The Big SQL HBase data format is described here,so it looked as a simple coding task. But unfortunately, the description is not accurate, so I was bogged down by unexpected problems. For instance: NULL value is marked by 0x01 value, not 0x00. Also, the source code for Hive SerDe is not very useful, because Big SQL encoding diverges in many points.
So I ended up with loading data through Big SQL INSERT command and analyzing a binary content of underlying HBase table trying to guess the proper binary format.
Java project
The Java project is available here. It consists of several subprojects.
HBaseBigSql  (Javadoc) will be used by Streams operator directly. It does not have any dependency. Big SQL types supported are specified by enum BIGSQLTYPE. The most important class is ToBIGSQL.java class containing the result of painstaking process revealing HBase binary format for all Big SQL types.

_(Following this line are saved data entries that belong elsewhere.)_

PR #1268, opened 2020-05-12
[WIP]Make test fail on purpose

Panaetius:
Makes test fail on purpose to test flaky rerun issues


Panaetius:
Close as it's not needed anymore/the issue could be reproduced

PR #1272, opened 2020-05-13
feat: prompt for missing variables on renku init

### LINKED ISSUE #1126: Read variables list when using renku init

lorenzo-cavazzi:
# Description
The parameters required by the template selected during `renku init` were defaulted to `""` if not provided with the command through the `--parameter` options. This led to a bad UX, especially when the user selected a template after reading the manifest.

This PR implements a comparison between the provided parameters and the required ones. If they don't match:
* Missing parameters will be prompted.
* Useless parameters will be removed and a notification will be printed.

Fixes #1126


renku/cli/init.py
```diff
@@ -388,6 +389,30 @@ def init(
...
+                f'({template_variables[key]})'
+            ),
+            default='',
+            show_default=False
+        )
+        parameter[key] = value
+    useless_variables = input_parameters_keys - template_variables_keys
+    if (len(useless_variables) > 0):
+        click.echo(
+            'These parameters are not required by the template: {}'.format(
```
Panaetius, line 409:
```suggestion
            INFO + 'These parameters are not used by the template and were ignored:\n\t {}'.format(
```

together with `from renku.core.commands.echo import INFO`

renku/cli/init.py
```diff
@@ -388,6 +389,30 @@ def init(
...
+                ', '.join(useless_variables)
```
Panaetius, line 410:
```suggestion
                '\n\t'.join(useless_variables)
```

renku/cli/init.py
lorenzo-cavazzi: oh nice! I didn't know about `INFO`. Thanks!

renku/cli/init.py
lorenzo-cavazzi: done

HBasePutGet (Javadoc) subproject contains several supporting classes to put data into HBase table. It has HBase client dependency.
TestH is Junit tests. The test case was very simple. CREATE HBASE TABLE, load data to underlying HBase table and get data through Big SQL SELECT statement and compare the result, whether data stored in HBase equals to data retrieved by Big SQL.
Possible extensions
  • The solution only writes data to HBase in Big SQL format. Opposite is to code a methods to read data from HBase table.
  • Compound indexes and columns are not supported.
Next step
Develop IBM InfoSphere Streams HBaseEncode operator.